◆ **DATA FOR ANALYSIS**:
# # #
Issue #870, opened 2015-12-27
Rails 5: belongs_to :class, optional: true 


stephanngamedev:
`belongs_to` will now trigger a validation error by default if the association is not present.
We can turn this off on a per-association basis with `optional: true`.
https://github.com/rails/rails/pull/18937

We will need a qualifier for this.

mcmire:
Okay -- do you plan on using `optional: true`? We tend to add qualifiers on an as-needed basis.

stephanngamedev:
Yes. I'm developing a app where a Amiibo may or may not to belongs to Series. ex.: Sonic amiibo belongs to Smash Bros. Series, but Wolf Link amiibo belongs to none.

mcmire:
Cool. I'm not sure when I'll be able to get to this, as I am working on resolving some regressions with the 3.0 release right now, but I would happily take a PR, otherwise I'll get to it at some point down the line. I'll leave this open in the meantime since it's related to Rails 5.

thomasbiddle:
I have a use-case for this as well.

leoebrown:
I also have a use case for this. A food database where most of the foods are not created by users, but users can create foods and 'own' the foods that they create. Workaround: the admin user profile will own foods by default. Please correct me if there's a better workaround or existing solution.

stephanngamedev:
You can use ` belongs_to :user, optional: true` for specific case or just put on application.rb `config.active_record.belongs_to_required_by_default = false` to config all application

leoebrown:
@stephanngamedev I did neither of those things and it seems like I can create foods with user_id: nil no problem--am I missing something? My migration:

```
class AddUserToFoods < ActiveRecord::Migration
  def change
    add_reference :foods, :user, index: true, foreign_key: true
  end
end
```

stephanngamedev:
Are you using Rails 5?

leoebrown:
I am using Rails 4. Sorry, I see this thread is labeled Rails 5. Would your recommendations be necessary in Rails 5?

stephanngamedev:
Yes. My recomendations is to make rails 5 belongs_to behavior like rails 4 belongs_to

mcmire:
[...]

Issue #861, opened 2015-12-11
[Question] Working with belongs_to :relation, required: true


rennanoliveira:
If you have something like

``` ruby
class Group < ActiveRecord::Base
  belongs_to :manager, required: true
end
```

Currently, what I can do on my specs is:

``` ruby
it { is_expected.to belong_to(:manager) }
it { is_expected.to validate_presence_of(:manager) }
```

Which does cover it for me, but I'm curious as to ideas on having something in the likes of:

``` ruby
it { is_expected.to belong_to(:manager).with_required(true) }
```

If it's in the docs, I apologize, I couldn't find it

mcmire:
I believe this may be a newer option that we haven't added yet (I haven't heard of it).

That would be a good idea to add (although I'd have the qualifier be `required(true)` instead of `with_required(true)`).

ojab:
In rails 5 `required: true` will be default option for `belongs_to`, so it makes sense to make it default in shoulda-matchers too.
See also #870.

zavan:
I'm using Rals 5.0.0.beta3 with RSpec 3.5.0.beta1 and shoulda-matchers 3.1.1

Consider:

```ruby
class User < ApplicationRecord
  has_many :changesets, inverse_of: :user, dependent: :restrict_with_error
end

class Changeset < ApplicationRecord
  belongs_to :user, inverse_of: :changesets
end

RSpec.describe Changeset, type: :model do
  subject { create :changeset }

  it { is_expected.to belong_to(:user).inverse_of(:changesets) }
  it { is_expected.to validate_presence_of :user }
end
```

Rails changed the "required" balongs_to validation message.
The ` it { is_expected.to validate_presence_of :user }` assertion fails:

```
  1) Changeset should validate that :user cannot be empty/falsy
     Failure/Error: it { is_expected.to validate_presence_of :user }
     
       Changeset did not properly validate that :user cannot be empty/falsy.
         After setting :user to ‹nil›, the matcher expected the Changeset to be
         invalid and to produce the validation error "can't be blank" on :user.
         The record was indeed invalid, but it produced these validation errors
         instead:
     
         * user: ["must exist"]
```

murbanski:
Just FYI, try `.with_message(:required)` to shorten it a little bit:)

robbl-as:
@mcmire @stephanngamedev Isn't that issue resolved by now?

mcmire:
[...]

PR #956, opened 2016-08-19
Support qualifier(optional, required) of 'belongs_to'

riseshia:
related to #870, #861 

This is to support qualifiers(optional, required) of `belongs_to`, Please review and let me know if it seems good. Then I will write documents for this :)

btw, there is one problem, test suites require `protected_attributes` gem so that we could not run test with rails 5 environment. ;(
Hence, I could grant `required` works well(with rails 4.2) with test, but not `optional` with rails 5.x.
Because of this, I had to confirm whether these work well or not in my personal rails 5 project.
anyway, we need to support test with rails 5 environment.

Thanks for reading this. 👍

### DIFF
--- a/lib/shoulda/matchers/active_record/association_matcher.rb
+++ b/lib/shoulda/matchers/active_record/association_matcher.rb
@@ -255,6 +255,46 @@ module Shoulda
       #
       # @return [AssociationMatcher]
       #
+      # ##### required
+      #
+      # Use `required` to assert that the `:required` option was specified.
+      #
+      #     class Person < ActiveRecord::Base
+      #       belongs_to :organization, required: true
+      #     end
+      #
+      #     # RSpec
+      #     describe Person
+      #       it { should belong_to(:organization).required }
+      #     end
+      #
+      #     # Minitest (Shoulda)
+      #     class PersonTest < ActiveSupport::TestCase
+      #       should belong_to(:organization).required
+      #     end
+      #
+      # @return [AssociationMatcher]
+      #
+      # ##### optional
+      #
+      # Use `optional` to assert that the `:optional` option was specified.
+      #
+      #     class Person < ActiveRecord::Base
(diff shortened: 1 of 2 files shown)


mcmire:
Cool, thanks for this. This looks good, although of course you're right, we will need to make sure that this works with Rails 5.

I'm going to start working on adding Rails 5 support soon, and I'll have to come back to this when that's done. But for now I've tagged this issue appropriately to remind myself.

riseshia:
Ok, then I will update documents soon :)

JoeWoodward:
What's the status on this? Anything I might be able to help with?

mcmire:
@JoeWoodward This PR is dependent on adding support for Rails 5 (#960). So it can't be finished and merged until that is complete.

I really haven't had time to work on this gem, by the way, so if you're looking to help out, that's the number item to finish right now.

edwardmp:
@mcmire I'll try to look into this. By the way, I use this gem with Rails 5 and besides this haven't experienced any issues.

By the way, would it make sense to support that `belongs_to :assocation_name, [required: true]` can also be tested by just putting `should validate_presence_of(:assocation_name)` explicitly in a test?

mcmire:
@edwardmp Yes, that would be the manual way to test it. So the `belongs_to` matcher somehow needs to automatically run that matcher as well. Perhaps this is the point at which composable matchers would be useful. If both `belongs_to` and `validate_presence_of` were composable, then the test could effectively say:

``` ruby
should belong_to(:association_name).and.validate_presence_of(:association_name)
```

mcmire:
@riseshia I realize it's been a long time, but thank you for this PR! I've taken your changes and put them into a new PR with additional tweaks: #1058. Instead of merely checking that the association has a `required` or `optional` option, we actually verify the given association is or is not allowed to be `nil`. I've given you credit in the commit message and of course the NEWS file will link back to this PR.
# # #
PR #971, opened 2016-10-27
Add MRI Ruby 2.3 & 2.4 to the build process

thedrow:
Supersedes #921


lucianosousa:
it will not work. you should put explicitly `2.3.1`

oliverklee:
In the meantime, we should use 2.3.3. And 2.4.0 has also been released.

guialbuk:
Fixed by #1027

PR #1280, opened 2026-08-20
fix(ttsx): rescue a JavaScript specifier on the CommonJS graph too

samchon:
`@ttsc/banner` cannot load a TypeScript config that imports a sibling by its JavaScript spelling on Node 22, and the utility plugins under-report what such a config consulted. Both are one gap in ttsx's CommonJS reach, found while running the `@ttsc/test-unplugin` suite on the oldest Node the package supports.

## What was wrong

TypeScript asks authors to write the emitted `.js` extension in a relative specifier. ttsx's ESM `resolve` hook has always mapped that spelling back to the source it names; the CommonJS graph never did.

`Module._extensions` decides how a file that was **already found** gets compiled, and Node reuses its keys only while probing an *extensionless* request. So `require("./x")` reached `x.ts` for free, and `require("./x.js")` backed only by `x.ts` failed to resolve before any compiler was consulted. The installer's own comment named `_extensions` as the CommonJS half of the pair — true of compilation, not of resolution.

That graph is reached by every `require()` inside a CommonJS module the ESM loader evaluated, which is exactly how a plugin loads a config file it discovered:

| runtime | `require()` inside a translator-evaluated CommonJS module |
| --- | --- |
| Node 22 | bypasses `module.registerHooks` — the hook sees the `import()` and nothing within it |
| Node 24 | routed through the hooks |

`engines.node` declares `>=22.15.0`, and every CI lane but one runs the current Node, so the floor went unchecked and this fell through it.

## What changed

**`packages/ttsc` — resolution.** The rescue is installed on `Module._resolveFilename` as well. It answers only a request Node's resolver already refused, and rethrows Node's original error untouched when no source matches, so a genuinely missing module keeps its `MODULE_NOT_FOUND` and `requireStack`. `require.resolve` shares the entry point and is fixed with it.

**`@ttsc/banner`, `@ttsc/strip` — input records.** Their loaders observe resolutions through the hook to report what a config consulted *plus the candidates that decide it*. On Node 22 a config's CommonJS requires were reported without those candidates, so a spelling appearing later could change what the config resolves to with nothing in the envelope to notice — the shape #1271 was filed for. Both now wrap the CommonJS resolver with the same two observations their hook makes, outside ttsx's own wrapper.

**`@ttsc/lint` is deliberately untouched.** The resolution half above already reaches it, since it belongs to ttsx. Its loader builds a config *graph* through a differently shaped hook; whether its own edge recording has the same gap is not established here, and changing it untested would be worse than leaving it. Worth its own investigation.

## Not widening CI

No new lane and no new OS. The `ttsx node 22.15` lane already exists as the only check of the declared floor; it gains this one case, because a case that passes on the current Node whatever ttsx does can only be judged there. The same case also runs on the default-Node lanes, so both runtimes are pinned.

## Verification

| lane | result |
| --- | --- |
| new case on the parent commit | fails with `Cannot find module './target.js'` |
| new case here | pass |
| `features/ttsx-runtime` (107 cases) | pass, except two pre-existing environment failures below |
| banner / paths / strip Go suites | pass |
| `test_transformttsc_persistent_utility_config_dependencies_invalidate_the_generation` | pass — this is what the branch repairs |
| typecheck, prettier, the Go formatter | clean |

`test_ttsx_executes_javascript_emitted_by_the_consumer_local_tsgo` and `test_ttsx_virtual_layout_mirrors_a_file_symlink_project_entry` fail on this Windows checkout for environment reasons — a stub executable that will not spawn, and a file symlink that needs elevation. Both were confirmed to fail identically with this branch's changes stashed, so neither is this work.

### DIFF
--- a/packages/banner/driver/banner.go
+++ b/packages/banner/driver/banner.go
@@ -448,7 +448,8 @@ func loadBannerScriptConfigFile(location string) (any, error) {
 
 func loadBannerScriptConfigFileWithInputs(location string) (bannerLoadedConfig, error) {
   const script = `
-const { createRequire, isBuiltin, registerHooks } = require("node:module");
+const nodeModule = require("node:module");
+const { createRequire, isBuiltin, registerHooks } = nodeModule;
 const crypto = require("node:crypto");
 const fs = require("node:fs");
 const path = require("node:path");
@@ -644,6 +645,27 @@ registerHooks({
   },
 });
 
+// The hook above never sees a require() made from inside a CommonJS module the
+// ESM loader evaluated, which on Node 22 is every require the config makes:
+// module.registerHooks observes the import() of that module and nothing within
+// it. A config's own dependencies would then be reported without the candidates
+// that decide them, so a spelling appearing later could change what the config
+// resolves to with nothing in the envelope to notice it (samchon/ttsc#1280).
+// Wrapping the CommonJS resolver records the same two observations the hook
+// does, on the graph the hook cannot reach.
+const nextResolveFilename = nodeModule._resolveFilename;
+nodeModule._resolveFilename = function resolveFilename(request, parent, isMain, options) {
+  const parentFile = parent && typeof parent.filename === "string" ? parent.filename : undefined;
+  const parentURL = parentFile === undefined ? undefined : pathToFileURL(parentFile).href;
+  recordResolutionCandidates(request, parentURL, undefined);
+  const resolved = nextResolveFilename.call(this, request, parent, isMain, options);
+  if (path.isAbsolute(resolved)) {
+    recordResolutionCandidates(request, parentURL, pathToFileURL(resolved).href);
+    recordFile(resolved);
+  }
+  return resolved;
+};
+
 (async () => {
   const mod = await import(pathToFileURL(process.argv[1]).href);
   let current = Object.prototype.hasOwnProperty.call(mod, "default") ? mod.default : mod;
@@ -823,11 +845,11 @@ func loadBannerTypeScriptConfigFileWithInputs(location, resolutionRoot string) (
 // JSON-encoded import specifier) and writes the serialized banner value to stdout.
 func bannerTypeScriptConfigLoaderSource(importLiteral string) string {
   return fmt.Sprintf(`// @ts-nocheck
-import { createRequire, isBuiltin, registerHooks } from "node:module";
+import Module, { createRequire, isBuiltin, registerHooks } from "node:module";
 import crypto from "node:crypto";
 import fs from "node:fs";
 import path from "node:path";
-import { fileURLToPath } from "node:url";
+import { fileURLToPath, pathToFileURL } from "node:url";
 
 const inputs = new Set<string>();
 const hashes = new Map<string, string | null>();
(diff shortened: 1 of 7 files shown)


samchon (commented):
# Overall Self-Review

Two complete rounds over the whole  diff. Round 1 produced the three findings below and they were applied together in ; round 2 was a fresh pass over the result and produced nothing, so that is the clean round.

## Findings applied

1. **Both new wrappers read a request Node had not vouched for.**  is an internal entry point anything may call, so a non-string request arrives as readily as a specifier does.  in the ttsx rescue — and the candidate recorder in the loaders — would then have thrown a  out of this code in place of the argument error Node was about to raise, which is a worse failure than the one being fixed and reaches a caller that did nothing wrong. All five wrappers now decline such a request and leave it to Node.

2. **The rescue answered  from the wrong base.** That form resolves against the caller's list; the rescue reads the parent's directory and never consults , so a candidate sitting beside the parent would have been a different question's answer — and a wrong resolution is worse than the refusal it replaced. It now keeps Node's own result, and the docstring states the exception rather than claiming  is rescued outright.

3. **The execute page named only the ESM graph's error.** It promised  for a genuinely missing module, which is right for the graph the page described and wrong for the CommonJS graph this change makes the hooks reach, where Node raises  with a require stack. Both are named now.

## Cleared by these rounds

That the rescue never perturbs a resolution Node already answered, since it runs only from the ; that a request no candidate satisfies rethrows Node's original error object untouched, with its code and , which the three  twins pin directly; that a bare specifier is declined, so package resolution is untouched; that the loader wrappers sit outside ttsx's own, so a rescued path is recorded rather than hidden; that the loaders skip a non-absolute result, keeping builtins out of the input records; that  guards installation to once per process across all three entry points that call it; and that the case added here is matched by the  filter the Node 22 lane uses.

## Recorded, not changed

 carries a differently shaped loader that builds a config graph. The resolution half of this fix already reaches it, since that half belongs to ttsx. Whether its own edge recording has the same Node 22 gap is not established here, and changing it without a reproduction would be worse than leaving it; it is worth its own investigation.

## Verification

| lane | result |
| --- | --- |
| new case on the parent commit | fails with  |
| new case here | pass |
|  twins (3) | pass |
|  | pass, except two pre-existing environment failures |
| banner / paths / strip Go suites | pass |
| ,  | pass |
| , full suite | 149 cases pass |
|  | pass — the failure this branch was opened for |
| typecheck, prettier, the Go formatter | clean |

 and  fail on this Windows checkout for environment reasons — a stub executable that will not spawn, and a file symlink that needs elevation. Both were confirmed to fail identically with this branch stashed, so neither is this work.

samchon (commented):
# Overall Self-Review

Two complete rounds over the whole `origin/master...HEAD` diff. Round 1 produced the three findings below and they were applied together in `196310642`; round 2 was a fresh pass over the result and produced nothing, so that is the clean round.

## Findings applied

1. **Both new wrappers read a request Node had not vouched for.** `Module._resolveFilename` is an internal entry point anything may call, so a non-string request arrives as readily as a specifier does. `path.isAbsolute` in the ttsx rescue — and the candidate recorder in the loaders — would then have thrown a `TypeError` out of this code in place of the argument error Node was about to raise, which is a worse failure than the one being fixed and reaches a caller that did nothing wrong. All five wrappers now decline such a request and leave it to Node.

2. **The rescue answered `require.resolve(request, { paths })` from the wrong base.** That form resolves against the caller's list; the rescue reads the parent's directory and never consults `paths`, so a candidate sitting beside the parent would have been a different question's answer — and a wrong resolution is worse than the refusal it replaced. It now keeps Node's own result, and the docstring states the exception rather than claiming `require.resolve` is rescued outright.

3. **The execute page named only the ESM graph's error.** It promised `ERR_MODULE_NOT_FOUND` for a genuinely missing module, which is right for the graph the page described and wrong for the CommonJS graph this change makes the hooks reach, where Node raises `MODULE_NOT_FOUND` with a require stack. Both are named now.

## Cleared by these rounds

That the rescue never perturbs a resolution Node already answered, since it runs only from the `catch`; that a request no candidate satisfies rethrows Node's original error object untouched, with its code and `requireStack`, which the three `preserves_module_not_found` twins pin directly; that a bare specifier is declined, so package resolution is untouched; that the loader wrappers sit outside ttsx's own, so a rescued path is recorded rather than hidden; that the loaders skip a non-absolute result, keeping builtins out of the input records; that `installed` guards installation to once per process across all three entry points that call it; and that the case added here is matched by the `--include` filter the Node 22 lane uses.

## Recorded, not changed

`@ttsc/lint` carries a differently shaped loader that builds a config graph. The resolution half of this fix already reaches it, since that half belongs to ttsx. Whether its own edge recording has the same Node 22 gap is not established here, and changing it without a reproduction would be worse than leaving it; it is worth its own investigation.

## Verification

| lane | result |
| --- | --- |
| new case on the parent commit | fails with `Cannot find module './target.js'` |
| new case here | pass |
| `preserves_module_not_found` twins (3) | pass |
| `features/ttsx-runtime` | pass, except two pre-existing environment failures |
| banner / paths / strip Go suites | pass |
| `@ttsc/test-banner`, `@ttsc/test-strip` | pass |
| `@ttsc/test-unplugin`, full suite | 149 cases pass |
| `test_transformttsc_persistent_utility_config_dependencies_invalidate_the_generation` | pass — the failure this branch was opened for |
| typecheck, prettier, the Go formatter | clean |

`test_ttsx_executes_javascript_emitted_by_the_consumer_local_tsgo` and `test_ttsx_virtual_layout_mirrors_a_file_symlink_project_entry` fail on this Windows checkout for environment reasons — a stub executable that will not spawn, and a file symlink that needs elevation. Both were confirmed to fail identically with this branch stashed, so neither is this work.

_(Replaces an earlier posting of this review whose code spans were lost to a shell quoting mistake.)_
# # #
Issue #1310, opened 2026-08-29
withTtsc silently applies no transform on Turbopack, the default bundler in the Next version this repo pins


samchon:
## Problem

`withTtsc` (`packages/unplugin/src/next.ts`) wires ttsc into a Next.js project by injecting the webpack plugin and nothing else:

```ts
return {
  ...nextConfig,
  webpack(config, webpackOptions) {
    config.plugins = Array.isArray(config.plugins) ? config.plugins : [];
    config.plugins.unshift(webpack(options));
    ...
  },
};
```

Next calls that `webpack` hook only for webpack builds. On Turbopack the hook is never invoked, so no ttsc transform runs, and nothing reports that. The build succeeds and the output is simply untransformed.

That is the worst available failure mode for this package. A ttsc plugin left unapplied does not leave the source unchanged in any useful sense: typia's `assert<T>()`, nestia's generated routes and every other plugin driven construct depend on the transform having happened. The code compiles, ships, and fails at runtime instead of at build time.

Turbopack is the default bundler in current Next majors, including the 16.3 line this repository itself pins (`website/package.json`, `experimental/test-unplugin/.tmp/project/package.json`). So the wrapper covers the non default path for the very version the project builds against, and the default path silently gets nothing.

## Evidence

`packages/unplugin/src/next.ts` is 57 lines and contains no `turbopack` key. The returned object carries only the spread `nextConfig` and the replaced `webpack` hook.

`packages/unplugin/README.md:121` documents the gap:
# # #
◆ **BRIEF**: Within the entries above, find the string "basis" and return each line that holds it.

◆ **TASK RESPONSE**:
We can turn this off on a per-association basis with `optional: true`.
Okay -- do you plan on using `optional: true`? We tend to add qualifiers on an as-needed basis.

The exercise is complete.